French euthanasia bill faces strong Catholic opposition


French lawmakers are debating a new “end of life” bill which proposes extensive measures for euthanasia and medically assisted suicide, sparking strong opposition from Catholic leaders.

The bill, introduced on 27 May, is set to be more permissive than existing laws in Canada and Belgium.

A commission of 71 parliamentarians reviewed over 3,000 amendments in May before presenting the bill.

Controversially, the bill allows euthanasia for patients with psychiatric conditions and even children. This is similar to Belgium’s liberal laws on physician-assisted suicide.

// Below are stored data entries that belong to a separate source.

PR #550, opened 2025-10-06
Feature/technospheres

Shourn:
# Introduction

This PR introduces new infrastructure for `PseudoDocuments`, as well as support for the Technosphere rules from Atlas Techno Fantasy.  
The Technosphere implementation serves as a benchmark for the fitness for purpose of the new infrastructure.

# New Infrastructure

## PseudoDocuments

This PR introduces a range of new infrastructure for managing `PseudoDocuments` embedded in primary `Documents`, as well as `PseudoDocuments` embedded within other `PseudoDocuments`.  
The most important parts of this infrastructure are found in `/module/documents/pseudo`:

- `PseudoDocument` in `pseudo-document.mjs`
- `PseudoDocumentEnabledTypeDataModel` in `pseudo-document-enabled-type-data-model.mjs`
- `EnablePseudoDocumentsMixin` in `enable-pseudo-documents-mixin.mjs`
- `PseudoDocumentCollectionField` in `pseudo-document-collection-field.mjs`
- `PseudoDocumentCollection` in `pseudo-document-collection.mjs`
- `PseudoDocumentTypeDataField` in `pseudo-document-type-data-field.mjs`

### PseudoDocument

A `PseudoDocument` is a specialized implementation of `foundry.abstract.DataModel`, made to mimic the behaviour of `foundry.abstract.Document`.

This new model is needed because Foundry has very strong hardcoded assumptions of what a `Document` is.
The most relevant of these is that a `Document` is either stored in one of the primary collections (`Actors`, `Items`, etc.) or embedded into another `Document`.
Which `Documents` may be embedded into which other `Documents` is defined at the `BaseDocument` level (`BaseActor`, `BaseItem`, etc.).
Because `BaseDocuments` are a server-side construct, in contrast to `ClientDocumentMixin`-subclasses like `Actor` and `Item`, system or module code cannot change their data or behaviour.

In many aspects `PseudoDocument` is a combination of `Document` and `ClientDocumentMixin`, which is possible because it is an entirely client-side construct.
`PseudoDocument` is designed as a base class for subclasses like `PseudoItem` or `PseudoActiveEffect` that mimic a certain type of client document, but can conceivably also be used for types with no connection to existing Foundry document types.
Many methods are either direct copies or only slightly adjusted versions of those found on either `foundry.abstract.Document` or `ClientDocument`/`ClientDocumentMixin`.
This is done to present an API as close as possible to those of normal documents.
As result conversion between a `Document` and its corresponding `PseudoDocument` is easy and sheets work for both `Document` and `PseudoDocument` alike.

Unlike `Documents`, `PseudoDocuments` may be embedded into `TypeDataModels`, thereby allowing arbitrary nesting.
To give a practical example, a custom weapon (`Item`) can have an embedded mnemosphere (`PseudoItem`), which has embedded skills (`PseudoItem`) that have embedded effects (`PseudoActiveEffect`).

Of particular importance is the `PseudoDocument#_gatherChangeData` method, which is responsible for figuring out the "root" change data which has to submitted to the backend.
The "root" change data consists of the complete content of the first array found, with the actual change data being contained in the relevant "branches".
This procedure is necessary because Foundry is at present not able to do proper differential updates on arrays.

### PseudoDocumentEnabledTypeDataModel

This subclass of `foundry.abstract.TypeDataModel` provides API mirroring `foundry.abstract.Document` for use by `EnablePseudoDocumentMixin`.
It is also responsible for initializing any `PseudoDocumentCollectionFields` / `PseudoDocumentCollections` that are defined by the data model.

Document types that want to support nested `PseudoDocuments` are required to use this as the base class for their `DataModel`.

### EnablePseudoDocumentMixin

This mixin mostly patches `Document` and `ClientDocument` methods to enable natural usage of existing API in the context of `PseudoDocuments`.

### PseudoDocumentCollectionField & PseudoDocumentCollection

These two classes are closely related and allow creating embedded collections both as part of `PseudoDocument` subclasses or as part of a `PseudoDocumentEnabledTypeDataModel`.
While `PseudoDocumentCollectionField` is a subclass of `foundry.data.field.ArrayField`, the initialized value is an instance of `PseudoDocumentCollection`.

### Design Notes

My primary design goal with `PseudoDocuments` was being able to embed any type of item into any other kind of item, while keeping surrounding infrastructure intact.
I found it especially important that item sheets would _just work_, no matter if it was a "real" item or a `PseudoDocument` item.

# PseudoDocument Implementations

Specializations of `PseudoDocument`, like `BasePseudoItem` and `BasePseudoActiveEffect`, **have** to define three things:

- `static documentName = "<documentName>";`
  - when implementing a `PseudoDocument` for a core Foundry document the name has to be the same.
- `static defineSchema(){}`
  - when implementing a `PseudoDocument` for a core Foundry document it is best to copy the schema definition of the base document and then selectively remove fields that have no relevance to the pseudo document.
- `static metadata = {};`
  - the object has three required fields, which can be inherited from `PseudoDocument` or overridden as needed:
    - `label`: This should always be overridden and should be a translation key for the document type.
    - `hasTypeData`: This defaults to `false` and has to be overridden to `true` for documents with subtypes, like items.
    - `coreTypes`: should contain the array of core Foundry subtypes if they exist otherwise `[]`.

Behaviour of the base document should be implemented on the respective `BasePseudoDocument`, see `BasePseudoActiveEffect` for an example.

## Behaviour Mixins

Since `PseudoDocuments` and `ClientDocuments` cannot share the same class hierarchy I had to find another solution to share behaviour.
The solution I found was inspired by how Foundry itself shares behaviour across unrelated class hierarchies, namely Mixins.

Each `ClientDocument`/`PseudoDocument` pair has an associated `BehaviourMixin` that implements system behaviour.
If absolutely necessary, this behaviour can be overridden but for maintainability purposes each document pair should behave the same.

# New Item Types

This PR introduces three new item types: `hoplosphere`, `mnemosphere` and `mnemosphereReceptacle`.

## Hoplospheres

The Hoplosphere data model itself is relatively straightforward, but it contains an array of `ChangeDataModels` that will require some explanation.

First of all, Active Effects are not a good choice for modeling the changes a hoplosphere may contain.
In a worst case scenario you'd need 3 independent Active Effects for a single coagulation level:

- one that should apply to the armor the hoplosphere is socketed in.
- one that should apply to the custom weapon the hoplosphere is socketed in.
- one that applies to the actor, regardless of the item type the hoplosphere is socketed in.

This kind of complexity is prohibitive to laymen users who just want to homebrew a single hoplosphere.

For this reason I opted for a similar approach to what we already have with the guided effect creator.
The predefined effects contain all the required information, but are defined as plain objects.
These plain objects are then used to create `DataModel` implementations at runtime, which are then used in the `TypedSchemaField` of the effects array.

Importantly, the change application functions of the `ChangeDataModels` are responsible for adding any changed keys to the `overrides` object on either actor or item.
This is necessary to prevent bonuses stacking with themselves after changes to the affected data models.

## Mnemospheres

Mnemespheres themselves are little more of a collection of other items, most likely skills.
They provide some utility and contain logic for when a nested item should show up on the actor sheet.

## Mnemosphere Receptacle

Mnemosphere Receptacles are simply containers for slotted Mnemospheres.
Their primary usecase is the "Integrated Mnemospheres" optional rule described on p138 of the Techno Fantasy Atlas.

# Changed Item Types

Both `ArmorDataModel` and `CustomWeaponDataModel` were changed to extend from `PseudoDocumentEnabledTypeDataModel`.
They now contain an `items` collection and fields to define the type of slots present on the item.

# Technospheres User Experience

Technospheres work by dragging and dropping them from any item list onto an open slot in the item sheet.

Because of the fiddly nature of items in items, editing technosphere sheets that belong to an actor or item is disabled by default.
It can be re-enabled through the three-dot-menu in the sheet header.

Slotted Mnemospheres only inherit skills with skill level 1 or greater to the actor to not clutter the sheet.


module/documents/actors/actor.mjs
```diff
@@ -244,15 +243,11 @@ export class FUActor extends Actor {
 	 * @override
 	 */
 	*allApplicableEffects() {
-		for (const effect of super.allApplicableEffects()) {
```
Azurelol, line 247: How come the change from the allApplicableEffects?

module/documents/items/hoplosphere/hoplosphere-data-model.mjs
```diff
@@ -0,0 +1,582 @@
...
+ * @property {(item: FUItem, actor: FUActor) => void} apply "this" will be bound to a DataModel defined by "schema"
+ * @property {() => DataSchema} defineSchema
+ * @property {boolean} [weaponOnly] for chat display purposes
+ * @property {(data: object) => void} prepareLocalization preprocess data for localization
+ */
+/**
+ *
+ * @type {Record<string, HoplosphereChangeDefinition>}
+ */
+const HOPLOSPHERE_CHANGE_TYPES = {
```
Azurelol, line 47: I would like to see these moved to a different file.

module/documents/actors/actor.mjs
Shourn: With items inside items we have to recurse through all items to gather all applicable effects.
It made more sense to me for this logic to be implemented in the items, especially since different item types can decide when all or some of their own effects are transferred.

module/documents/items/hoplosphere/hoplosphere-data-model.mjs
Shourn: To me this is an implementation detail of hoplospheres.
Moving them to another file would require to export them, making them accessible everywhere.
I don't see the value here.

module/documents/items/item.mjs
```diff
@@ -1,12 +1,16 @@
...
+import { ItemBehaviourMixin } from './item-behaviour-mixin.mjs';
 
-const stashableTypes = new Set(['accessory', 'armor', 'consumable', 'shield', 'treasure', 'weapon']);
+/**
+ * @typedef KeyboardModifiers
+ * @property {boolean} shift
+ * @property {boolean} alt
+ * @property {boolean} ctrl
+ * @property {boolean} meta
+ */
```
Azurelol: This typedef can be found on another file (though I should have moved it to `typedefs.mjs`.

module/documents/pseudo/pseudo-document-enabled-type-data-model.mjs
```diff
@@ -0,0 +1,137 @@
+import { PseudoDocumentCollectionField } from './pseudo-document-collection-field.mjs';
+
+export class PseudoDocumentEnabledTypeDataModel extends foundry.abstract.TypeDataModel {
```
Azurelol, line 11: Would like to see a comment for the usage of the class here.

Azurelol, line 11: And I assume this one can't use the enable pseudo document mixin?

module/documents/pseudo/pseudo-document.mjs
```diff
@@ -0,0 +1,751 @@
...
+	 * Return a reference to the parent Collection instance that contains this Document.
+	 * @this {PseudoDocument}
+	 * @returns {Collection|null}
+	 */
+	get collection() {
+		return this.parent[this.parentCollection];
+	}
+
+	/**
+	 * The Document this PseudoDocument belongs to. May be nested multiple layers deep.
```
Azurelol, line 167: Copy error in comment.

module/documents/pseudo/pseudo-document.mjs
```diff
@@ -0,0 +1,751 @@
...
+	 * @return {null|foundry.abstract.Document}
+	 */
+	get parentFoundryDocument() {
```
Azurelol, line 170: Wondering whether it would be more intuitive to name this one `parentDocument` and the other `parentPseudoDocument`.

module/pipelines/effects.mjs
```diff
@@ -99,13 +99,23 @@ export async function onManageActiveEffect(event, owner, action) {
...
+		case 'edit': {
+			const effect = resolveEffect();
+			return effect.sheet.render(true, { editable: owner === effect.parent });
+		}
 		case 'delete': {
 			const _effect = resolveEffect();
 			if (canBeRemoved(_effect)) {
-				sendToChatEffectRemoved(_effect, owner);
-				return _effect.delete();
+				if (
```
Azurelol, line 109: Hmm. I am on the fence on whether we want a confirmation for deleting active effects when the action to get there is already quite deliberate. I guess we can see how it goes and if it becomes annoying for users we can walk it back.

module/projectfu.mjs
```diff
@@ -329,6 +359,17 @@ Hooks.once('setup', () => {});
...
+Handlebars.registerHelper('times', function (n, block) {
+	let accum = '';
+	for (let i = 0; i < n; ++i) {
+		block.data.index = i;
+		block.data.first = i === 0;
+		block.data.last = i === n - 1;
+		accum += block.fn(this);
+	}
+	return accum;
+});
```
Azurelol: Let's move this to the `FUHandlebars` file alongside the other helpers.

module/documents/actors/actor.mjs
Azurelol: Understandable.

module/documents/items/hoplosphere/hoplosphere-data-model.mjs
Azurelol: When I open the file for the `HoplosphereDataModel`, it is only until the very end of the file, 400+ lines in that I see the actual model. 

While I do think it would be cleaner to see those on their own file, I will not press on this.

templates/item/partials/item-armor-description.hbs
```diff
@@ -0,0 +1,16 @@
+<div class="tab description {{tab.cssClass}}" data-group="primary" data-tab="description">
+	<fieldset class="desc title-fieldset resource-content">
+		{{> "projectfu.technospheres.slots" slots=slots }}
```
Azurelol, line 3: I believe this should go in the attributes section. Though I can move it there myself at a later time.

module/documents/pseudo/pseudo-document.mjs
Shourn: I don't understand, please explain?

module/documents/pseudo/pseudo-document.mjs
Shourn: I'd argue no.
For the most part `Document` and `PseudoDocument` should be interchangeable, it shouldn't matter if `parentDocument` is pseudo or not.
For the other cases, mostly related to database operations, I find being specific about requiring the `parentFoundryDocument` helps with understanding how the code works.

module/pipelines/effects.mjs
Shourn: I'm of the believe that irreversible operations **always** need confirmation.

module/projectfu.mjs
Shourn: This isn't even needed anymore. I'll just remove it.

templates/item/partials/item-armor-description.hbs
Shourn: Be aware, this is not the select for the type of slots.
These are the visible slots on the sheet.
If this were to move to the attributes tab, attributes would need to be made the default tab for user experience reasons.

module/documents/pseudo/pseudo-document-enabled-type-data-model.mjs
Shourn: This class could be _made_ into a mixin but it cannot just reuse the existing `EnablePseudoDocumentsMixin`.
Since `TypeDataModel` is basically a blank slate for extension by design I found it more natural to create a specialized subclass for this purpose.

module/documents/pseudo/pseudo-document.mjs
Azurelol: Ah, it was mistaken. Never mind.

module/documents/pseudo/pseudo-document.mjs
Azurelol: Very well.

templates/item/partials/item-armor-description.hbs
Azurelol: Aye. Then I will bring it up again at a later time.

Catholic leaders have voiced strong opposition. Archbishop Pierre d’Ornellas of Rennes and Archbishop Vincent Jordy of Tours, vice president of the Bishops’ Conference of France, condemned the bill.

“The dignity of a human society consists in accompanying life until death, not in facilitating death” the French bishops declared.

Despite the strong Catholic opposition, public opinion in France seems largely supportive. Polls suggest that 90% of citizens favour “active assistance in dying”.

End of Christian influence in France

However Father Bruno Saintôt, head of the Biomedical Ethics Department at Paris’ Centre Sèvres, cautioned that poll questions might be leading and influencing responses towards favouring euthanasia.

“If people are asked whether they would like to be able to shorten their lives in the event of suffering deemed unbearable, the question is bound to elicit a positive response” said Father Saintôt, who is also an expert in this field for the French bishops’ conference.

“The terms ‘euthanasia’ and ‘assisted suicide’ are not mentioned in the government’s bill even though they are central to it” Father Saintôt pointed out. “It is a serious matter to want to numb consciences in this way!”

For Father Saintôt, the bill is “the marker of the end of a society influenced by Christianity”.

French President Emmanuel Macron initiated the debate on the bill which he dubbed a “law of fraternity”.

Nonetheless, Catholic leaders and several caregivers emphasise the importance of upholding ethical standards and the need for better palliative care.

“The new law facilitating access to death will considerably weaken palliative care” Father Saintôt stressed. “Active assistance in dying will appear as the solution to the shortcomings of palliative care. It will be easier, less costly and will become the norm” the bioethics expert said, pointing to the brutal truth that euthanasia is simply cheaper.

The National Assembly is set for two weeks of discussions on the bill, with a vote scheduled for 11 June. If passed, the bill will move to the Senate in the autumn. Political parties have left the vote to individual deputies’ consciences, reflecting the bill’s contentious nature.